A harrier hawk zips over a road, peering down for scampering rodents. A sharp-tailed grouse struts along the edge of a field, cocking an eye at the bipedal visitors passing its territory.
This is land where fancy-named prairie birds like Baird’s sparrow, the chestnut-collared longspur and the ferruginous hawk have been at home for thousands of years, long before anybody with a name like “Baird” came along to designate things in English. It is also home for a colony of burrowing owls, an endangered species.
Underneath the snow lie many more native species, both animal and vegetable. This is also the native range of grandma’s eyebrows, wolf willow, artemisia (sage), and so many more homegrown plants.
Passing by on the road, it might look like any other patch of prairie pasture, but it’s not. It’s one of the shrinking number of native pastures that still appear as most of Western Canada did before settlement. It has become a refuge for an ecosystem that is at risk of disappearing almost entirely, as crop farming income trumps cattle returns, causing millions of acres to be plowed up.
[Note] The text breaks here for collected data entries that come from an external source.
Issue #1649, opened 2026-05-13
[HVZK-WHIR 3b/7] HVZK sumcheck overlay for the suffix-binding layout


camofu:
## Context

PR #1605 lands the HVZK sumcheck overlay (Construction 6.3 of eprint 2026/391) on top of the prefix-binding stacked-sumcheck layout (`PrefixProver`). The non-ZK `src/sumcheck/layout/` module supports two binding orders — `PrefixProver` and `SuffixProver` — which differ in which fast-path tricks apply during preprocessing rounds but produce the same residual product polynomial.

The umbrella issues for the HVZK-WHIR effort (#1586, #1587, #1588, #1589) were written before the prefix/suffix split landed, so the suffix-binding HVZK overlay was never called out separately. It is needed once HVZK reaches the WHIR PCS layer: the PCS selects either binding mode via the `Layout` trait, so if HVZK is wired per-layout the suffix path would lack a privacy overlay — a user driving WHIR-PCS through the suffix layout would get a non-private proof with no obvious error.

## Goal

Add `ZkSuffixProver`, a symmetric overlay over `SuffixProver` mirroring `ZkPrefixProver` over `PrefixProver`. 

## Scope of work

Most of `ZkSuffixProver` will mirror `ZkPrefixProver` line-by-line: the per-round `ĥ_j` formula reads the plain piece `(c_0, c_∞)` from per-claim accumulators (which `SuffixProver::into_sumcheck` already builds the same way), then layers on the mask, past-mask, future-mask, and `ε·plain` terms exactly as Construction 6.3 dictates. Two small architectural details don't carry over for free.

### Multiplying the residual polynomial by ε

After the preprocessing rounds, the HVZK overlay needs to fold the base polynomial against the sampled challenges and scale the result by `ε`, so the residual sumcheck's claimed sum is `ε · plain_residual_sum`.

In the prefix path, `ZkPrefixProver` accesses the stacked polynomial directly (`inner.poly`) and calls `compress_prefix_to_packed(&rs, ε)` — the `ε` slots into the existing scale argument and the cost is zero.

[...]

Issue #1589, opened 2026-04-28
[HVZK-WHIR 6/6] Compose HVZK-WHIR PCS + end-to-end tests


tcoratger:
Part of the HVZK-WHIR effort tracked in #1590. Paper: [eprint 2026/391, Section 10 / Theorem 4](https://eprint.iacr.org/2026/391.pdf). Depends on #1586, #1587, #1588.

## What

Wire the building blocks into a `HidingWhirPcs` adapter (mirroring the existing `HidingFriPcs`), and add a `ZK: bool` const generic to `WhirPcs`. The composition follows Theorem 4.5 — no new cryptography here, just plumbing.

## Acceptance criteria

- `HidingWhirPcs<F, EF, …>` implementing `MultilinearPcs<EF, Challenger>`.
- `WhirParameters::new_testing_zk()` and `new_benchmark_zk()` (mirror the FRI helpers in `fri/src/config.rs`).
- `whir/tests/zk_e2e.rs`:
  - 32 random multilinear polynomials, sizes `2^16 ≤ n ≤ 2^20`, full commit/open/verify roundtrip with `ZK = true`.
  - With `ZK = false`, the transcript is byte-identical to today's WHIR (regression guard).
- `whir/benches/zk_overhead.rs`: prover time, verifier time, proof size for `ZK = true` vs `ZK = false`. Paper claims `1 + o(1)` overhead — flag CI regressions.
- Update `whir/src/lib.rs` doc comment to cite both papers (eprint 2024/1586 and eprint 2026/391).

## Out of scope

- R1CS reduction (paper Section 11): orthogonal, separate issue if/when Plonky3 grows R1CS.
- Distance-amplified codes (paper Section 12): orthogonal optimization.
- Holographic / preprocessed verifier: orthogonal.
- Malicious-verifier ZK: implied at the SNARG level via Fiat–Shamir; no extra work needed here.

## Notes

Mostly mechanical once #1586–#1588 land. The interesting bit is making sure the simulator composition in tests actually exercises Theorem 4.5 end-to-end — i.e., the test should construct the composed simulator from the per-round simulators rather than treating the protocol as a monolith.

tcoratger:
**Heads-up:** the WizardOfMenlo/whir reference hasn't composed the full protocol yet. PR #249 explicitly defers "integration into whir's round structure as an alternative to sumcheck-only folding". The `src/protocols/whir_zk/` module is a useful sketch, not a finished design.

[...]

Issue #1588, opened 2026-04-28
[HVZK-WHIR 5/6] HVZK base-case IOPP


tcoratger:
Part of the HVZK-WHIR effort tracked in #1590. Paper: [eprint 2026/391, Section 7 / Construction 7.2](https://eprint.iacr.org/2026/391.pdf). Depends on #1584, #1586.

## What

When the recursive code-switching reaches its terminal small instance, WHIR runs a non-succinct check. The HVZK base case (Construction 7.2) sends one full extra encoded mask `g = Enc(g̃, r')`, the verifier samples `γ`, and the prover opens `f* = g̃ + γ·f` and a few spot checks. The 2× overhead at the leaf is acceptable because the leaf is tiny (size sublinear in the original witness).

Lemma 7.3 covers HVZK; Lemma 7.4 covers RBR soundness.

## Where

`whir/src/pcs/base_case_zk.rs` (new), with separate `BaseCaseZkProver` / `BaseCaseZkVerifier` types. Reuse the existing base case for the `ZK = false` path.

## Acceptance criteria

- proptest: completeness on small parameters.
- proptest: simulator equivalence (Lemma 7.3) — for RS-based encodings the simulation error is 0.
- proptest: empirical RBR soundness within Lemma 7.4's bounds.

## Notes

Mask-size choice is per Section 2.7's footnote: `Czk` is a Reed–Solomon code with message length `O(λ / log log λ)` and rate `1/log λ`, giving masks of size `Õ(λ)` and `t_zk = O(λ / log log λ)`. Document the choice in code comments so a future reviewer can sanity-check it against the paper.

This is a guideline — the paper's parameter choices assume Reed–Solomon for `Czk`; if the implementation picks a different code via #1584, the parameters need re-deriving and that derivation should be in the PR description.

tcoratger:
**Reference implementation:** WizardOfMenlo/whir [PR #232](https://github.com/WizardOfMenlo/whir/pull/232) ("zkWHIRv3 part 1: Single commitment base case", merged).

- `src/protocols/basecase.rs` (322 lines) — direct implementation of Construction 7.2.
- `proptest-regressions/protocols/basecase.txt` shows test patterns.
- PR includes "Add unmasked mode to basecase algorithm" — the `ZK = false` regression path.

In the reference, this was the *first* PR of the series rather than the fifth. The Plonky3 order can mirror that — doing this before #1586 may make the dependency chain cleaner.

[...]

PR #1657, opened 2026-05-15
[ON HOLD] whir: add round-0 HVZK code-switching

### LINKED ISSUE #1587: [HVZK-WHIR 4/6] HVZK code-switching round

latifkasuli:
## Summary

This closes #1587 by implementing the scoped Construction 9.7 HVZK code-switching round from eprint 2026/391 §9.4.

Builds on #1605, the merged HVZK sumcheck work.

The issue described this as adding a ZK branch to the WHIR round. This PR uses the typed equivalent of that branch:

- `RoundConfig::zk: Option<RoundZkConfig<F>>`
- `WhirConfig::zk: Option<WhirZkConfig>`
- optional ZK proof payloads on the initial proof and round proof

`None` is the existing non-ZK path. `Some(...)` carries the derived Construction 9.7 parameters needed by the ZK branch, rather than using a bare `zk: bool` plus out-of-band config.

The PR is ~4.4k insertions against current `main`, with a substantial portion in tests and protocol-shape checks.

## Scope

Per the #1590 umbrella plan:

- #1587 — HVZK code-switching round, Section 9 / Construction 9.7 — this PR
- #1588 — HVZK base-case / final folded-polynomial IOPP
- #1589 — full `HidingWhirPcs` composition and end-to-end ZK PCS, Section 10 / Theorem 4

This PR implements the Construction 9.7 round-local boundary. Multi-round composition follows in #1589 per the umbrella decomposition.

The implementation is scoped to round 0. That is the round where the current Plonky3 WHIR source is the freshly committed folded target oracle, with `source.randomness_len == 0`. The helper and layout for that folded source are crate-local.

## What This Implements

This PR implements the first HVZK code-switching boundary:

- Fresh mask oracle  
  `s = Enc_{C_zk}((r, s_pad), r'')`

- Private OOD answers over the joint source/mask witness  
  `y = ze_ood(rho) · (f, r, s_pad)`

- Source openings bound to the committed folded target oracle.

- Mask oracle openings bound to the fresh mask commitment.

- Construction 9.7 batching:  
  `mu' = nu_1 * mu + sum_i nu_{1+i} * y_i + sum_j nu_{...+j} * f(x_j)`

- `CodeSwitchOutputRelation`, the verifier-side output relation passed to the next IOR.

- Nested HVZK sumcheck over the output relation.

- Typed #1605 sumcheck handoff carrying the residual claim, randomness, `eps`, mask commitments, and prover-side mask messages.

- ZK transcript/domain-separator shape for the initial HVZK sumcheck, round-0 source queries, round-0 mask queries, and nested HVZK sumcheck.

- Proof payloads:
  - `WhirInitialZkProof`
  - `WhirRoundZkProof`

Plain WHIR remains on the old path. The plain prover rejects ZK config, and the plain verifier rejects unexpected ZK payloads.

The typed `ZkSumcheckHandoff` and `ZkSumcheckData::ell_zk` field also address feedback from #1605: `eps` is explicit in the type system, and `ell_zk` is injected into the proof to close the wire-size shape ambiguity.

## Deferred Work

Left to the other HVZK-WHIR issues:

- #1588: HVZK base-case / final folded-polynomial IOPP.
- #1589: full `HidingWhirPcs` composition and end-to-end multi-round ZK opening flow.
- #1649: suffix-binding HVZK sumcheck support.

### AC1: Proof overhead

`RoundZkConfig::proof_field_overhead()` tracks the issue bound:

```text
m_zk * iota_zk + t_ood
```

where `m_zk * iota_zk` is the fresh mask oracle codeword size and `t_ood` is the private OOD answer count.

Covered by tests in `pcs::code_switch`.

### AC2: Honest prover acceptance

The branch includes a KoalaBear extension-field acceptance test for a real first-round ZK prefix opening:

- initial #1605 HVZK sumcheck
- round-0 Construction 9.7 code-switch
- source and mask Merkle openings
- nested HVZK sumcheck verification
- final masked residual handoff check

Covered by `zk_prefix_acceptance_tests`.

### AC3: Simulator boundary

The simulator tests cover the deterministic/programming boundary used by Lemma 9.8:

- the actual round-0 zero-randomness source shape, where source openings are deterministic from the plain folded WHIR target oracle
- private OOD answer programmability
- source-code opening programmability for ZK-encoded source views
- mask-code opening programmability
- witness-independent mask coupling under matched RNG
- consistency of the programmed `mu'` and output relation

The composed simulator coverage uses programmability plus matched-RNG mask coupling rather than full byte-equality of the simulated transcript. Construction 9.7’s source/target commitments are witness-dependent, and the current simulator surface exposes `ZkEncoding::simulate` for queried openings but not commitment-level Merkle simulation. For each simulator output, the test shows an honest witness can reproduce it via the Lemma 9.3 closed form. The witness-independent round mask is additionally coupled byte-equal under matched RNG, mirroring #1605’s simulator test at the components where that applies.

## Notes For Review

Round 0 has `source.randomness_len == 0` because Plonky3’s initial WHIR commitment is plain, not ZK-encoded. The OOD answer formula

```text
y = ze_ood(rho) · (f, r, s_pad)
```

therefore degenerates to:

```text
y = ze_ood(rho) · (f, s_pad)
```

for round 0. Lemma 9.3 privacy is carried by `s_pad >= 1`, i.e. the fresh mask alone in this degenerate plain-source case.

The current implementation does not force the final masked handoff through the existing plain WHIR final tail. After Construction 9.7, the handoff is still a masked output relation meant for the next ZK-aware IOR/base case.

## Reviewability

Happy to split this into smaller stacked PRs if preferred. I kept this branch as one coherent Construction 9.7 implementation because the algebra, typed sumcheck handoff, proof payload, verifier replay, and acceptance tests are tightly coupled.

## Verification

```text
cargo +stable sort --workspace --grouped --check
cargo +nightly fmt --all -- --check
cargo +stable clippy --all-targets -- -D warnings
cargo test
cargo test --features parallel
cargo test -p p3-whir pcs::tests::test_whir_end_to_end_exhaustive -- --ignored --exact
cargo test -p p3-whir --features parallel pcs::tests::test_whir_end_to_end_exhaustive -- --ignored --exact
git diff --check
```


whir/src/pcs/code_switch.rs
```diff
@@ -0,0 +1,454 @@
...
+        value += inner_product(mask_message, &self.mask_covector);
+
+        Ok(value)
+    }
+}
+
+#[inline]
+fn inner_product<EF: Field>(a: &[EF], b: &[EF]) -> EF {
+    a.iter().zip(b).map(|(&x, &y)| x * y).sum()
+}
```
tcoratger: Tiny thing: we already have a generic `dot_product` in `p3_field` (see `field/src/helpers.rs`), and `adapter.rs` even imports it for the same purpose. I think we can drop this helper and just call `dot_product` directly — keeps the crate consistent and saves a name to chase.

whir/src/pcs/code_switch.rs
```diff
@@ -0,0 +1,454 @@
...
+#[must_use]
+pub fn batching_coefficients<EF: Field>(rho: EF, dim: usize) -> Vec<EF> {
+    let mut coeffs = Vec::with_capacity(dim);
+    let mut power = EF::ONE;
+    for _ in 0..dim {
+        coeffs.push(power);
+        power *= rho;
+    }
+    coeffs
+}
```
tcoratger: This one is essentially `rho.powers().collect_n(dim)` — `Field::powers()` returns a `Powers` iterator and `collect_n` does the take-and-collect for you. Probably nicer to call those directly at the call sites instead of wrapping them in a named helper.

whir/src/pcs/code_switch.rs
```diff
@@ -0,0 +1,454 @@
...
+
+/// Computes one private OOD answer from Construction 9.7.
+///
+/// This is `ze_ood(rho) · (f, r, s_pad)^T`, represented as a padded
+/// zero-evader evaluation of `(source_message || mask_message)`.
+#[inline]
+pub fn private_ood_answer<EF: Field>(rho: EF, source_message: &[EF], mask_message: &[EF]) -> EF {
+    padded_ood_t1(rho, source_message, mask_message)
+}
```
tcoratger: This is a pure pass-through to `padded_ood_t1` with the same signature. I think we can just call `padded_ood_t1` directly (including from `private_ood_answers` below) and remove the wrapper — fewer indirections.

whir/src/pcs/code_switch.rs
```diff
@@ -0,0 +1,454 @@
...
+
+    Ok(claim.base_claim_coeff * inherited_claim + ood_sum + in_domain_sum)
+}
+
+/// Builds the output relation covectors for Construction 9.7.
+///
+/// `query_positions` are flattened codeword positions. For interleaving depth
+/// `iota`, callers should pass `iota * x_i + limb` for every queried limb.
+#[allow(clippy::too_many_arguments)]
+pub fn output_relation<F, EF, Enc>(
```
tcoratger: Couple of related thoughts here:

- The 8-argument signature is a bit heavy to read. It would feel nicer as a method on `ZkMaskClaim` (or maybe `CodeSwitchOutputRelation::build`), where the claim already carries most of these inputs and only the source-specific bits get passed in.
- This `LinearZkEncoding`-based version turns out to only be exercised by tests and by `simulated_verifier_view` (also test-only). The real prover/verifier path uses `code_switch_output_relation_from_rows` in `adapter.rs`, which is essentially the same identity but consuming rows. If we unify them behind a small row-provider abstraction (or even a closure), we avoid keeping two implementations of the same Construction 9.7 reduction in sync.

whir/src/pcs/adapter.rs
```diff
@@ -38,6 +56,1050 @@ where
...
+    let mut power = F::ONE;
+    for coeff in 0..coeffs_per_limb {
+        out[limb * coeffs_per_limb + coeff] = power;
+        power *= point;
+    }
+    out
+}
+
+#[allow(clippy::too_many_arguments)]
+fn code_switch_output_relation_from_rows<Row, EF>(
```
tcoratger: Tied to the comment over on `code_switch::output_relation` — these two functions compute the same Construction 9.7 reduction with slightly different row sources. Folding them into one place would save us from having to keep them aligned over time.

tcoratger (commented):
Hey @latifkasuli, thanks a lot for tackling this — the round-0 end-to-end acceptance test going through real Merkle openings is great to see, and a clear step up from earlier attempts in this space. The math-identity tests for `mu'` are also really nice.

I left some inline thoughts, mostly small Rust-quality things plus a couple of scope-shaped questions. None of them are individually blocking, but together they would shrink the diff a fair bit and bring it closer to what #1587 was framed around.

Two bigger-picture things worth chatting about:

1. The PR comes in at around 4.4k lines for what #1587 described as "two local changes to a round". A lot of that size sits in the parallel ZK API (`begin_zk_prefix_open` / `round0_zk_prefix` / `verify_round_zk_prefix`) running alongside the plain `MultilinearPcs::open` path, plus a few helper functions that overlap with things we already have in `p3_field`. Would you be open to a smaller version that adds the two local changes inside the existing round loop, gated by an `Option<RoundZkConfig>`? It would map more directly to the issue and would be easier to land incrementally.

2. The "round-0 only" scope (with `source.randomness_len == 0`) is doing a lot of structural work in this design. Worth pulling that into the PR title or a top-of-file doc comment so the constraint isn't surprising for whoever touches this next.

Happy to dig into any of these. Thanks again for the work!

whir/src/pcs/adapter.rs
```diff
@@ -38,6 +56,1050 @@ where
...
+    }
+
+    CodeSwitchOutputRelation {
+        source_covector: source_covector_out,
+        auxiliary_covectors: auxiliary_covectors_out,
+        mask_covector,
+    }
+}
+
+pub(crate) fn evaluate_zk_mask_residual<F, EF>(masks: &[Vec<F>], gammas: &[EF]) -> EF
```
tcoratger: This reproduces the residual recurrence from #1605's HVZK sumcheck. If anything inside the sumcheck module changes its mask handling, this would silently get out of sync. Could we expose the residual through `ZkSumcheckData` / `ZkPrefixProver` accessors and call into that, rather than re-deriving the algebra here? Should also simplify the next function (`zk_mask_residual_covectors_from_shape`) — see below.

whir/src/pcs/adapter.rs
```diff
@@ -38,6 +56,1050 @@ where
...
+{
+    assert!(
+        masks
+            .iter()
+            .all(|mask| mask.len() == masks.first().map_or(0, Vec::len))
+    );
+    zk_mask_residual_covectors_from_shape(masks.len(), masks.first().map_or(0, Vec::len), gammas)
+}
+
+fn zk_mask_residual_covectors_from_shape<F, EF>(
```
tcoratger: This builds the covectors by probing: setting each basis vector to `ONE`, evaluating, and reading the result column by column. Since the residual is linear in the masks there is a closed form for these covectors that should be much cheaper — the current shape is roughly `O(k^3 · mask_len^2)` residual evaluations. If we get the covectors directly out of the sumcheck module (per the comment above), this function probably collapses to a few lines.

whir/src/pcs/adapter.rs
```diff
@@ -38,6 +56,1050 @@ where
...
+        let folded_evaluations = Poly::new(source.message.clone());
+        let num_variables = folded_evaluations.num_variables();
+        let folding_factor_next = source.folding_factor;
+        assert_eq!(source.domain_size % (1usize << num_variables), 0);
+        let inv_rate = source.domain_size >> num_variables;
+        assert!(inv_rate > 0, "source domain must cover the source message");
+        assert_eq!(
+            source.randomness_len, 0,
+            "ZK code-switch source randomness needs a source-oracle randomness handoff",
+        );
```
tcoratger, line 441: Worth a slightly louder comment here: this assert means the round-0 path only works when the freshly committed folded WHIR oracle has no encoding randomness. That's fine today since `commit_extension` is plain, but it does mean this code path doesn't generalize to later rounds without a ZK-aware target commit being added elsewhere. Could you add a short pointer (e.g. to #1589) so a future reader knows this restriction is by design rather than an oversight?

whir/src/pcs/adapter.rs
```diff
@@ -38,6 +56,1050 @@ where
...
+
+        let (target_root, target_merkle_data) = commit_extension(
+            crate::sumcheck::strategy::VariableOrder::Prefix,
+            &self.dft,
+            &self.extension_mmcs,
+            &folded_evaluations,
+            folding_factor_next,
+            inv_rate,
+        );
```
tcoratger, line 479: Quick observation worth a code comment: the target oracle `g` here is committed via plain `commit_extension`, without the encoding randomness `r'` that Construction 9.7 step 1 calls for. The PR description's argument that Lemma 9.3 carries privacy via `s_pad` is solid for the OOD answer specifically, but the in-domain spot checks `f(x_i)` are still deterministic in the witness, so the mask oracle doesn't hide them. If we ever want spot checks to hide too, we'd need a `commit_extension_zk` variant for the target. Probably fine to defer the implementation, but worth flagging in a comment here so the next reader doesn't think the round-0 privacy story is fully closed.

whir/src/pcs/prover/mod.rs
```diff
@@ -152,6 +152,10 @@ where
         Dft: TwoAdicSubgroupDft<F>,
         Challenger: CanObserve<MT::Commitment>,
     {
+        assert!(
+            self.config.zk.is_none(),
+            "ZK WHIR config requires the prefix-only ZK prover path"
+        );
```
tcoratger, line 158: The runtime assert here is a small smell — when we end up with two prover paths with different semantics, encoding the choice in the type system (a separate `WhirZkProver` wrapper, or a marker type) usually reads cleaner and removes the runtime panic branch. Not blocking, just something to consider as the ZK side matures.

whir/src/pcs/code_switch/tests.rs
```diff
@@ -0,0 +1,1123 @@
...
+
+    #[test]
+    fn prop_composed_simulator_components_program_code_switch_view(seed in 0_u64..64) {
+        prop_assume!(assert_composed_simulator_components_program_code_switch_view(
+            seed.wrapping_add(101),
+        ));
+    }
+}
+
+fn assert_composed_simulator_components_program_code_switch_view(seed: u64) -> bool {
```
tcoratger: Comparing this against AC3 from #1587: the test is checking programmability — given a simulated source opening from `source_enc.simulate(...)`, it solves backwards for honest randomness that would produce that opening. That works because the source encoding here has `randomness_len = 2`. On the actual prover path in `round0_zk_prefix_from_folded_source`, the source has `randomness_len = 0`, so a real "simulator matches the round-0 view" test would look pretty different.

The test is genuinely useful for the math identity it covers, but the name reads as a stronger claim than is being made. Could you either (a) run an equivalent test against the actual zero-randomness target and document why that case still satisfies Theorem 4.5, or (b) tone down the name and call out in the PR description that AC3 is still open? Either is helpful for whoever picks up the composition piece next.

latifkasuli:
Thanks Thomas, this makes sense. I’ll first shrink the obvious duplicated/helper surface and make the round-0/plain-source constraint much louder in the code/docs. I’ll also tighten the simulator/AC3 framing so it doesn’t overclaim relative to the actual round-0 zero-randomness path.\n\nFor the larger shape question, I’m open to an in-loop version if that’s the preferred landing path. I’ll do the focused cleanup first so we can see how much of the review burden drops before deciding whether a deeper rewrite is still needed.

whir/src/fiat_shamir/domain_separator.rs
```diff
@@ -24,6 +24,118 @@ pub(crate) struct SumcheckParams {
     pub pow_bits: usize,
 }
 
+#[cfg(test)]
```
tcoratger: This should be at the end of the file no?

tcoratger:
I've done a second pass and I think that, as it stands, the PR is too large for a proper review. I think it needs to be split into multiple smaller PRs to isolate the changes.

For example, I would suggest submitting a separate, smaller PR with only the Fiat Shamir changes.

Then I see there are several changes on the ZK sumcheck; it might be worth separating them into several smaller PRs for each change to isolate them as much as possible and make the review easier.

We can then go back to this one once all the smaller ones have been merged in order to minimize the line changes on this one.

What do you think?

latifkasuli:
Yes, that makes sense. I agree this is still too large to review comfortably.

I’ll split it into smaller stacked PRs. Proposed order:

1. Fiat-Shamir/domain-separator shape for the ZK transcript.
2. ZK sumcheck handoff/accessor changes needed by code-switching.
3. Standalone Construction 9.7 code-switch algebra and tests.
4. Round-0 WHIR adapter wiring using the pieces above.

I’ll also move the domain separator tests to the bottom of the file as you noted.

That should make each layer reviewable independently while keeping this branch as the integration reference.

tcoratger:
Just a note: we should probably merge https://github.com/Plonky3/Plonky3/pull/1665 before this one.

Nashtare:
Hi @latifkasuli! Now that #1665 has been merged, would you mind clearing up all the conflicts so we can go a final round of reviews on this branch? Thanks 🙏🏼

latifkasuli:
> Hi @latifkasuli! Now that #1665 has been merged, would you mind clearing up all the conflicts so we can go a final round of reviews on this branch? Thanks 🙏🏼

I’ll rebase/clear the conflicts now that #1665 has landed.

Just to align with @tcoratger’s earlier feedback: I’ve been splitting this into smaller PRs so the pieces can be reviewed independently ([#1662](https://github.com/Plonky3/Plonky3/pull/1662) has merged, and the next ZK sumcheck handoff/accessor PR is prepared locally). I’ll still update this branch so it stays useful as the integration branch / final review target, but I’m happy to keep landing the smaller pieces first if that remains the preferred path.

Nashtare:
Yes ideally keeping PRs sub 2000 LoC would be nice, we can keep this as the main reference :)

tcoratger:
Superseded by https://github.com/Plonky3/Plonky3/pull/1767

That’s the reason Nature Conservancy of Canada moved to buy this land when the farming family who had long stewarded it, protecting the burrowing owls and other natural residents, decided to sell. The conservation organization couldn’t afford to buy all the Gervin family’s land, but made a deal with the purchaser of the cropland to get ownership of this special property.
“We’re ecstatic, but also very humbled because conservation groups have known about this area and this property for a long, long time and how important it is,” said Josh Dillabough, a natural area manager for NCC in Manitoba, as he led a reporter through some of the Jackson Pipestone Prairie and Wetlands.
“This habitat is so fragmented and so rare. It’s a big win for conservation.”
It’s also a win for cattle producers because managing this natural territory will involve having cattle on the land for about 100 days a year as a crucial part of keeping the pasture healthy. The NCC sees well-managed cattle grazing as a critical part of preserving the prairie.

The two patches of land the NCC has obtained are about 1,200 acres, with wetlands in one and a meandering, intermittent creek winding through the other. That’s just going to be a tiny part of what NCC hopes to achieve with its Prairie Grasslands Action Plan, which aims to protect about 1.2 million acres of threatened prairie by 2030.
It has received financial support from Environment Canada and the U.S. Fish and Wildlife Service, but most of its money comes from individual donations from supporters.
That amount of habitat preservation might sound like a lot, but already about 82 percent of Western Canada’s native prairie has been lost, so it’s more a case of creating prairie preserves than establishing anything radical or new.
This sort of wilderness isn’t easy to spot. It looks like any of thousands of pastures in the West, lost among millions of acres of cropland, well off the main highways.
But for the native birds, animals and plant species that will get to keep using it as a permanent home, keeping this land as it has existed for centuries is vitally important, even if they won’t even realize it has happened.